Die Gewinner: Strahlender Sieger im Wahlkreis Solingen I war Haug mit 36,6 Prozent. Er holte in Burg/Höhscheid mit 39,5 Prozent seinen besten Wert. Am schwächsten schnitt er mit 32,5 Prozent in Mitte ab. Bei den Zweitstimmen (stadtweit 34 Prozent für die CDU) erreichte seine Partei zudem in Gräfrath mit 35,9 Prozent einen hohen Wert.

In seinem Wahlkreis hat Josef Neumann (SPD) den Sieg vor allem den Stimmen aus den Stimmbezirken in Solingen-Mitte (36,4 und 34,8 Prozent) zu verdanken. In Gräfrath lag er zwar knapp hinter Mitbewerberin Anja Vesper (CDU), erreichte bei einem SPD-Zweitstimmenergebnis von 27,1 Prozent aber 34 Prozent.

Bei den Grünen entpuppt sich Ohligs / Aufderhöhe / Merscheid mittlerweile als Hochburg. Dort kam die Partei auf 21,1 Prozent der Stimmen (stadtweit: 18,3).

Die Verlierer: Im Wahlkreis Solingen I lag SPD-Kandidatin Marina Dobbert nur in Solingen-Mitte mit 34,0 Prozent vorne. In den anderen Stadtbezirken unterlag sie CDU-Mann Haug deutlich. Vor allem SPD-Wähler seien wohl nicht zur Wahl gegangen, vermutet die Sozialdemokratin.

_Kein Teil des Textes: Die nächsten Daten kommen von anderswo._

PR #7304, opened 2025-09-10
upgraded MEMCPY from macro to function

badasahog:
Also:
formatting improvements
inlining of temporary objects
constness improvements (both qualifiers and API functions)


jangorecki:
nice idea, if wonder if we could declare it static inline function?

if the input is 1e7 long, then this code will be calling `MEMCPY_SEXP()` 1e7 times, and then function call overhead can be noticeable.
master vs PR
```r
library(data.table)
x = rnorm(5e7)
n = 1e5
f = function(x) x[1L]+x[length(x)]
system.time(frollapply(x, n, f, simplify=unlist))
```
```
   user  system elapsed 
334.876   2.350  44.801 
   user  system elapsed 
341.572   2.262  45.801 
```
334s vs 341s
```r
library(data.table)
x = rnorm(5e7)
n = 3
f = function(x) x[1L]+x[length(x)]
system.time(frollapply(x, n, f, simplify=unlist))
```
```
   user  system elapsed 
231.111   9.655  46.468 
   user  system elapsed 
239.731  11.807  48.498
```
231s vs 239s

Unabhängig vom Stadtbezirk blieben die FDP (6,2 Prozent der Stimmen) und die AfD (5,6 Prozent) flächendeckend hinter ihren Erwartungen zurück. Die FDP erreichte mit 6,9 Prozent in Wald ihr bestes Ergebnis, die AfD mit 7,5 Prozent der Stimmen in Solingen-Mitte.

Die Abgeordneten: Voller Vorfreude blickt Sebastian Haug auf seine neue Aufgabe in Düsseldorf. Heute wird die erste Fraktionssitzung der CDU sein. Der Jurist geht mit dem Anspruch in die neue Legislaturperiode, ein Anwalt für Solingen und seine speziellen Problematiken zu sein. Seine inhaltlichen Schwerpunkte sieht er in der Kultur-, der Justizpolitik und im Bereich Kommunales.

Josef Neumann zeigte sich gestern stolz, dass er seinen Wahlkreis zum vierten Mal gewonnen habe. Seine Themen werden weiterhin Gesundheit, Pflege, Arbeit und Internationales sein. Als zentrales Thema für die kommenden fünf Jahre sieht der Sozialdemokrat aber auch die Finanzierung der Städte. Ein Ziel müsse ein Entschuldungsfonds sein.